*** Block opens ***
PR #718, opened 2022-10-13
Add cnt names

dhammika:
**Description:**

Adds shardIDs as connector container names. 

**Workflow steps:**
N/A

N/A

**Notes for reviewers:**
N/A

- - -
This change is [Reviewable](https://reviewable.io/reviews/estuary/flow/718)

### DIFF
--- a/go/bindings/build.go
+++ b/go/bindings/build.go
@@ -44,6 +44,7 @@ type CaptureDriverFn func(
 	endpointType pf.EndpointType,
 	endpointSpec json.RawMessage,
 	connectorNetwork string,
+	containerName string,
 	logger ops.Logger,
 ) (pc.DriverClient, error)
 
@@ -54,6 +55,7 @@ type MaterializeDriverFn func(
 	endpointType pf.EndpointType,
 	endpointSpec json.RawMessage,
 	connectorNetwork string,
+	containerName string,
 	logger ops.Logger,
 ) (pm.DriverClient, error)
 
@@ -69,6 +71,8 @@ type BuildArgs struct {
 	CaptureDriverFn CaptureDriverFn
 	// Builder of materialization DriverClients
 	MaterializeDriverFn MaterializeDriverFn
+	// Build container name
+	ContainerName string
 }
 
 // BuildCatalog runs the configured build.
@@ -139,7 +143,7 @@ func BuildCatalog(args BuildArgs) error {
 				log.WithField("request", request).Debug("capture validation requested")
 
 				var driver, err = args.CaptureDriverFn(ctx, request.EndpointType,
-					request.EndpointSpecJson, args.BuildAPI_Config.ConnectorNetwork, ops.StdLogger())
+					request.EndpointSpecJson, args.BuildAPI_Config.ConnectorNetwork, args.ContainerName, ops.StdLogger())
 				if err != nil {
 					return nil, fmt.Errorf("driver.NewDriver: %w", err)
 				}
@@ -172,7 +176,7 @@ func BuildCatalog(args BuildArgs) error {
 				log.WithField("request", request).Debug("materialize validation requested")
 
 				var driver, err = args.MaterializeDriverFn(ctx, request.EndpointType,
-					request.EndpointSpecJson, args.BuildAPI_Config.ConnectorNetwork, ops.StdLogger())
+					request.EndpointSpecJson, args.BuildAPI_Config.ConnectorNetwork, args.ContainerName, ops.StdLogger())
 				if err != nil {
 					return nil, fmt.Errorf("driver.NewDriver: %w", err)
 				}
--- a/go/bindings/build.go
+++ b/go/bindings/build.go
@@ -141,7 +141,7 @@ func BuildCatalog(args BuildArgs) error {
 				log.WithField("request", request).Debug("capture validation requested")
 
 				var driver, err = args.CaptureDriverFn(ctx, request.EndpointType,
-					request.EndpointSpecJson, args.BuildAPI_Config.ConnectorNetwork, "", ops.StdLogger())
+					request.EndpointSpecJson, args.BuildAPI_Config.ConnectorNetwork, request.Capture.String(), ops.StdLogger())
 				if err != nil {
 					return nil, fmt.Errorf("driver.NewDriver: %w", err)
 				}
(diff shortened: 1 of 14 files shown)


go/bindings/build.go
```diff
@@ -69,6 +71,8 @@ type BuildArgs struct {
 	CaptureDriverFn CaptureDriverFn
 	// Builder of materialization DriverClients
 	MaterializeDriverFn MaterializeDriverFn
+	// Build container name
+	ContainerName string
```
psFried, line 75: I don't think `ContainerName` can be provided on `BuildArgs`. The problem is that a build may actually start _many_ containers, and they of course can't all have the same name. Builds will perform a `Validate` RPC for each capture and materialization that's involved in the build. There can be many of those, as a build can include arbitrary subsets of all the tasks in the control plane.

I think the solution here is to add the `ContainerName` parameter to the `CaptureDriverFn` and `MaterializeDriverFn`. Those functions each return a driver (backed by a running container) for a specific connector, and the task name, if applicable, should be known when those functions are called.

go/bindings/build.go
```diff
@@ -139,7 +143,7 @@ func BuildCatalog(args BuildArgs) error {
 				log.WithField("request", request).Debug("capture validation requested")
 
 				var driver, err = args.CaptureDriverFn(ctx, request.EndpointType,
-					request.EndpointSpecJson, args.BuildAPI_Config.ConnectorNetwork, ops.StdLogger())
+					request.EndpointSpecJson, args.BuildAPI_Config.ConnectorNetwork, args.ContainerName, ops.StdLogger())
```
psFried, line 146: The name of the capture being validated here is `request.Capture`. I'm thinking this is where it could call a function that accepts the task and operation names, and returns a container name to pass to `CaptureDriverFn`

go/connector/run.go
```diff
@@ -145,6 +146,16 @@ func Run(
 		"--network", networkName,
 	}
 
+	if containerName != "" {
+		// Replace non-alphanum chars.
+		// Container names must match [a-zA-Z0-9][a-zA-Z0-9_.-]+.
+		// FIXME handle names prefixed with [_.-+/]+.
+		containerName = strings.NewReplacer("+", "_", "/", "_").Replace(containerName)
```
psFried, line 153: I'm realizing that there could be name collisions here. You could have two different Flow tasks, `foo/bar/baz` and `foo/bar_baz`, and both of those would result in the same `containerName`.

I'm not sure what we do about that. One option would be to base64 the whole provided name, but that might make it difficult to correlate the metrics later. Although, now that I look at the [cAdvisor docs](https://github.com/google/cadvisor/blob/master/docs/runtime_options.md#container-labels), I see that it's able to pass through labels! So maybe we can just base64 the provided name in order to get a valid container name, and add the original name as a label to allow the metrics to be correlated with the shard.

psFried (changes requested):
Thanks, I think this is moving in the right direction, though there's more to do before it should merge. LMK what you think about the name sanitization.

I think in the meantime, I might try to temporarily hack in a UUID name for each container, just so I can change over to an explicit `docker stop` command. Then that name can be superceded by the one from this PR once it's ready.

go/connector/run.go
dhammika: Nice, labeling is much more elegant! We can just keep docker assigned IDs and use labels for metrics tagging. 
This setup won't restrict duplicate containers from orchestrator misbehavior though. Tags will look something like, 
```
df6abb0ec43a    keen_ellis      shard=materialize/examples/stats/00000000-00000000,FLOW_RUNTIME_PROTOCOL=materialize,FLOW_TCP_PORT=2222,command=transactions
2b791ba97745    kind_shtern     FLOW_RUNTIME_PROTOCOL=materialize,FLOW_TCP_PORT=2222,command=transactions,shard=materialize/test/hello-world/ssh-postgresl/00000000-00000000
```

go/bindings/build.go
dhammika: Good point on `request.Capture`. I used that instead of `BuildArgs`. 
`ContainerName` is already passed to `CaptureDriverFn` and `MaterializeDriverFn`

go/bindings/build.go
dhammika: Patched below.

dhammika:
I added SHA hashed names and CI is failing with duplicate name collisions. I'll check connector shutdown/eviction path.

psFried (approved):
I think this is looking pretty good. I'd like to address the couple of comments before merging, but I'm not actually certain that additional changes would be required, so LMK what you think.

go/flowctl-go/cmd-api-spec.go
```diff
@@ -36,6 +36,7 @@ type apiSpec struct {
 	Diagnostics mbp.DiagnosticsConfig `group:"Debug" namespace:"debug" env-namespace:"DEBUG"`
 	Image       string                `long:"image" required:"true" description:"Docker image of the connector to use"`
 	Network     string                `long:"network" description:"The Docker network that connector containers are given access to."`
+	Name        string                `long:"name" description:"The Docker container name."`
```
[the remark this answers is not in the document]
dhammika: That flag is just a place holder in both `spec` and `discover` api calls. Gating those calls doesn't sound _right_ and honestly I'm not sure if different agents can make concurrent calls on the same image.

go/flowctl-go/cmd-api-discover.go
```diff
@@ -23,6 +23,7 @@ type apiDiscover struct {
 	Diagnostics mbp.DiagnosticsConfig `group:"Debug" namespace:"debug" env-namespace:"DEBUG"`
 	Image       string                `long:"image" required:"true" description:"Docker image of the connector to use"`
 	Network     string                `long:"network" description:"The Docker network that connector containers are given access to."`
+	Name        string                `long:"name" description:"The Docker container name."`
```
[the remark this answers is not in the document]
dhammika: Same as `spec` comment above.  I'd prefer patching caller (agent) later.

go/flowctl-go/cmd-api-spec.go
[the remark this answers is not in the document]
psFried: OK, sounds good to me. The runtime is where we have the most acute need, so I don't think spec or discover should block merging this PR

go/flowctl-go/cmd-api-discover.go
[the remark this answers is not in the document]
psFried: SGTM :+1:

jgraettinger:
Not a review, but I did skim this and it looks 👍  to me.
*** Block closes ***
Work to be completed: Count the lines holding the word "collisions" in this material. Reply with the number and nothing else.

Problem solution: 2